Doubly-weighted zero-sum constants
Krishnendu Paul, Shameek Paul
TL;DR
This work develops the framework of doubly-weighted zero-sum constants for sequences in $\mathbb Z_n$ and related modules, defining $C_{A,B}(M)$, $D_{A,B}(M)$, and $E_{A,B}(M)$ and establishing fundamental bounds. It provides exact determinations for key weight pairs, notably $(\mathbf 1,\mathbf 1)$, $(\mathbb Z_n',\mathbf 1)$, and $(A,\mathbb Z_n')$, and gives sharp characterizations of extremal sequences in these cases. The analysis reveals how the unit structure of $\mathbb Z_n$ and the presence of zero-divisors influence zero-sum phenomena, with extensions to $(\mathbb Z_n',B)$ and related configurations. The results unify and extend classical zero-sum theory (EGZ-type results, Cauchy–Davenport) within a broad weighted framework and suggest several avenues for future generalizations to triple-weighted setups and more general rings.

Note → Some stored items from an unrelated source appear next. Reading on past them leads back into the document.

PR #70, opened 2018-01-05
Refactor AWS account validation

svenwltr:
* move AWS account queries into `awsutil` package to slim down `cmd` package
* move account validation from `Nuke` to the actual config struct
* add tests for account validation

This is a preparation for #66.

### DIFF
--- a/cmd/config.go
+++ b/cmd/config.go
@@ -53,38 +53,37 @@ func (c *NukeConfig) InBlacklist(searchID string) bool {
 	return false
 }
 
-func (c *NukeConfig) ValidateAccount(accountID string, aliases []string) (*NukeConfigAccount, error) {
+func (c *NukeConfig) ValidateAccount(accountID string, aliases []string) error {
 	if !c.HasBlacklist() {
-		return nil, fmt.Errorf("The config file contains an empty blacklist. " +
+		return fmt.Errorf("The config file contains an empty blacklist. " +
 			"For safety reasons you need to specify at least one account ID. " +
 			"This should be your production account.")
 	}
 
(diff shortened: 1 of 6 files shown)


cmd/config_test.go
```diff
@@ -142,3 +143,41 @@ func TestResolveDeprecations(t *testing.T) {
...
 	}
 }
+
+func TestConfigValidation(t *testing.T) {
+	cwd, err := os.Getwd()
+	if err != nil {
+		t.Fatal(err)
+	}
+
+	config, err := LoadConfig(path.Join(cwd, "..", "config", "example.yaml"))
```
bethge: Somewhat conflicted about using an example file as a test input. It does make sure that the example is valid to some degree. On the other hand it is really unexpected to have an example be part of a test case.

I do not have much experience with generated documentation, but I feel like this would be another potential use case for it (besides the documentation of supported AWS resources).

cmd/config.go
```diff
@@ -51,6 +53,40 @@ func (c *NukeConfig) InBlacklist(searchID string) bool {
 	return false
 }
 
+func (c *NukeConfig) ValidateAccount(accountID string, aliases []string) (*NukeConfigAccount, error) {
```
bethge: Imho, I liked the old signature of `ValidateAccount`, where it only validates and returns error(s).

svenwltr: That's very true. Fixed.

cmd/config_test.go
svenwltr: I had the same doubts. I added another test config for the tests.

The findings have implications for combinatorial number theory and algebraic combinatorics by providing precise thresholds and structural descriptions for weighted zero-sum subsequences.
Abstract
Let $A,B\subseteq\mathbb Z_n$ be given and $S=(x_1,\ldots, x_k)$ be a sequence in $\mathbb Z_n$. We say that $S$ is an $(A,B)$-weighted zero-sum sequence if there exist $a_1,\ldots,a_k\in A$ and $b_1,\ldots,b_k\in B$ such that $a_1x_1+\cdots+a_kx_k=0$ and $b_1a_1+\cdots+b_ka_k=0$. We show that if $S$ has length $2n-1$, then $S$ has an $(A,B)$-weighted zero-sum subsequence of length $n$. The constant $E_{A,B}$ is defined to be the smallest positive integer $k$ such that every sequence of length $k$ in $\mathbb Z_n$ has an $(A,B)$-weighted zero-sum subsequence of length $n$. A sequence in $\mathbb Z_n$ of length $E_{A,B}-1$ which does not have any $(A,B)$-weighted zero-sum subsequence of length $n$ is called an $E$-extremal sequence for $(A,B)$. We determine the constant $E_{A,B}$ and characterize the $E$-extremal sequences for some pairs $(A,B)$. We also study the related constants $C_{A,B}$ and $D_{A,B}$ which are defined in the article.